The package contains two data sets containing the presence and absence of 634 species of longhorn beetles (Cerambycidae) in southern (ceram.s, 15 countries) and northern (ceram.n, 19 countries) European countries (see Danilevsky 2007; Baselga 2008 for details). The code below shows how the betapart package can be used to compare the multi-site and pairwise beta diversity components arising from turnover and nestedness, using the default choice of the Sørensen index.

  • library(betapart)

  • data(ceram.s)

  • data(ceram.n)

  • # get betapart objects

  • ceram.s.core <- betapart.core(ceram.s)

  • ceram.n.core <- betapart.core(ceram.n)

  • # multiple site measures

  • ceram.s.multi <- beta.multi(ceram.s.core)

  • ceram.n.multi <- beta.multi(ceram.n.core)

  • # sampling across equal sites

  • ceram.s.samp <- beta.sample(ceram.s.core, sites=10, samples=100)

  • ceram.n.samp <- beta.sample(ceram.n.core, sites=10, samples=100)

  • # plotting the distributions of components

  • dist.s <- ceram.s.samp$sampled.values

  • dist.n <- ceram.n.samp$sampled.values

  • plot(density(dist.s$beta.SOR), xlim=c(0,0·8), ylim=c(0, 19), xlab=‘Beta diversity’, main=‘‘, lwd=3)

  • lines(density(dist.s$beta.SNE), lty=1, lwd=2)

  • lines(density(dist.s$beta.SIM), lty=2, lwd=2)

  • lines(density(dist.n$beta.SOR), col=‘grey60’, lwd=3)

  • lines(density(dist.n$beta.SNE), col=‘grey60’, lty=1, lwd=2)

  • lines(density(dist.n$beta.SIM), col=‘grey60’, lty=2, lwd=2)

  • # pairwise for south

  • pair.s <- beta.pair(ceram.s)

  • # plotting clusters

  • dist.s <- ceram.s.samp$sampled.values

  • dist.n <- ceram.n.samp$sampled.values

  • plot(hclust(pair.s$beta.sim, method=“average”), hang=-1, main=‘‘, sub=‘‘, xlab=‘‘)

  • title(xlab=expression(beta[sim]), line=0·3)

  • plot(hclust(pair.s$beta.sne, method=“average”), hang=-1, main=‘‘, sub=‘‘,, xlab=‘‘)

  • title(xlab=expression(beta[sne]), line=0·3)

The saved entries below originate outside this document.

PR #51, opened 2026-05-08
DebugUI: improve entity selection

### LINKED ISSUE #50: DebugUI: Selected Entity visible
Selecting an entity in the DebugUI should be visible on screen. The selected entity should somehow be marked as selected.

5tefan543:


51th08:
How about
```cpp
void DebugUI::renderEcsManagement(game::GameDebugSession &gameSession)
{
    if (ImGui::CollapsingHeader("ECS", ImGuiTreeNodeFlags_DefaultOpen)) {

        ImGui::Text("Entity count: %zu", gameSession.registry.entities().size());
        ImGui::Text("Select on screen: Ctrl + left-mouse-btn");
```
such that I don't forget how to select entities directly on screen

src/game/systems/debug_selection_system.cpp
```diff
@@ -0,0 +1,105 @@
...
+        }
+    }
+
+    for (auto entity : registry.view<Map>()) {
+        const Map &map = registry.getComponent<Map>(entity);
+
+        const float x = map.x * map.scale;
+        const float y = map.y * map.scale;
+        const float width = map.width * map.scale;
+        const float height = map.height * map.scale;
```
51th08, line 77: Why to we need a scale for map & sprites? Couldn't it be applied directly to to their respective width height?
- It would reduce code complexity.
- One would not have to remember applying scaling factors when using e.g. a sprites width/height.
- It feels a bit strange to start scaling stuff since we're transitioning to a fixed internal resolution/grid.

5tefan543: I didn't introduced the scaling. This was already there.

Maybe we don't need that / should not use that anymore with the new fixed grid design.

@RZacchia What do you think about that?

RZacchia: I am unsure about it in generel, but leave it for now. This should be handled by a different issue.
If you just remove it now, the map will shrink in comparission to the character.

I drew the map 1920 x 1080, but we wanted that the map is larger, so that we do not see the whole map all the time in fullscreen => scaling

RZacchia (approved):

PR #52, opened 2026-05-08
Fix coord system and render view

51th08:


src/ui/ui.cpp
```diff
@@ -43,7 +58,7 @@ bool UI::isOpen() const
 controller::InputState UI::pollInput()
 {
     inputState_ = inputHandler_.pollInput(window_);
-    return inputState_;
+    return inputState_; // return implicit copy of internal inputState_
```
5tefan543: Should we return a reference here?

51th08: Ah, yes we could. Probably even a "const reference!" ;)

In [Moving to internal grid representation and more stuff](https://github.com/5tefan543/uibk_cpp_project/pull/52/commits/ef76f7e6c816cdc75ab7bee4d4cb0c6dfcd0232a) I accidentally made a one-liner out of that without realizing we need the copy/reference. This was just undoing that.

src/ui/ui.cpp
```diff
@@ -43,16 +83,18 @@ bool UI::isOpen() const
...
 }
 
-void UI::render(const controller::View &view, controller::DebugContext &debug)
+void UI::render(const view::View &view, controller::DebugContext &debug)
 {
+    if (inputState_.windowResized) {
+        setSfmlView();
+    }
     // 1. Start ImGui frame
```
5tefan543: Maybe refactor comments?

// 1. Reset sfml view on resize
// 2. Start ImGui frame
... (with updated numbering)

51th08: Comments are added/adjusted [e68516a](https://github.com/5tefan543/uibk_cpp_project/pull/52/commits/e68516a4b95b5a62f15ed063b12b2a56fa50e525)

src/ui/ui.cpp
51th08: Done [f1d5efc](https://github.com/5tefan543/uibk_cpp_project/pull/52/commits/f1d5efcf616f47fa11efb5761304da13a035ca6c)

5tefan543 (approved):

These analyses provide the multiple-site dissimilarities across all sites and the estimated distribution of those values, controlling for the number of sites (Fig. 2a). Note that despite the similar values of total dissimilarity (βSOR) in southern and northern Europe, turnover (βSIM) is much higher in the south and nestedness-resultant dissimilarity (βSNE) is much higher in the north. The pairwise analysis allows the identification of patterns of dissimilarity between Southern European countries derived from turnover and nestedness-resultant dissimilarity (Fig. 2b,c). In addition, the betapart package contains data on the presence and absence of 569 bird species across the United States. Raw data were taken from the North American Breeding Bird Survey ( and have been aggregated to the state level for two time periods (1980–1985 and 2000–2005). This data are used below to explore the temporal differences in species composition of states and the relative contributions of nestedness and turnover (Fig. 2d).

Figure 2.

 Use of the betapart package. (a) The partition of βSOR (solid line) into βSIM (dashed line) and βSNE (dotted line) for southern (black lines) and northern (grey lines) European countries, using 100 samples of 10 sites from each data set. (b, c) Clustering using average linkage of the βsim and βsne components of species dissimilarity between southern European countries. (d) Comparison of the square root transformed βsim and βsne components of βsor between 1980 and 2000 for US birds by state, with points labelled by state abbreviation.

  • data(bbsData)

  • bbs.t <- beta.temp(bbs1980, bbs2000,“sor”)

  • # plotting root transformed components

  • with(bbs.t, plot(sqrt(beta.sim) ∼ sqrt(beta.sne), type=‘n’, ylab=expression(sqrt(beta[sim])), xlab=expression(sqrt(beta[sne]))))

  • with(bbs.t, text(y= sqrt(beta.sim), x=sqrt(beta.sne), labels=rownames(bbs1980)))

Citation of betapart

Researchers using betapart in a published paper should cite this article. Users can also cite the betapart package directly. Citation information can be obtained by typing:

  • citation(“betapart”)


AB is funded by the Spanish Ministry of Science and Innovation (grant CGL2009-10111), and DO is funded by a fellowship from the RCUK.